#### Your objective
Find the word "changes" in the listing; pull out each line holding it.

#### Data section
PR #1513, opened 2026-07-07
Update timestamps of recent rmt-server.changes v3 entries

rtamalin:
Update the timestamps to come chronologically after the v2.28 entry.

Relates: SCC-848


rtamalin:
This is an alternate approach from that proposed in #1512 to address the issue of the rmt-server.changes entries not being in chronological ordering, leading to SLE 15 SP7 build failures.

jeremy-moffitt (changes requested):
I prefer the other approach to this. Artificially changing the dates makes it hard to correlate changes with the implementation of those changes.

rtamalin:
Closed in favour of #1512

#### Answer to the exercise
Update timestamps of recent rmt-server.changes v3 entries
This is an alternate approach from that proposed in #1512 to address the issue of the rmt-server.changes entries not being in chronological ordering, leading to SLE 15 SP7 build failures.
jeremy-moffitt (changes requested):
I prefer the other approach to this. Artificially changing the dates makes it hard to correlate changes with the implementation of those changes.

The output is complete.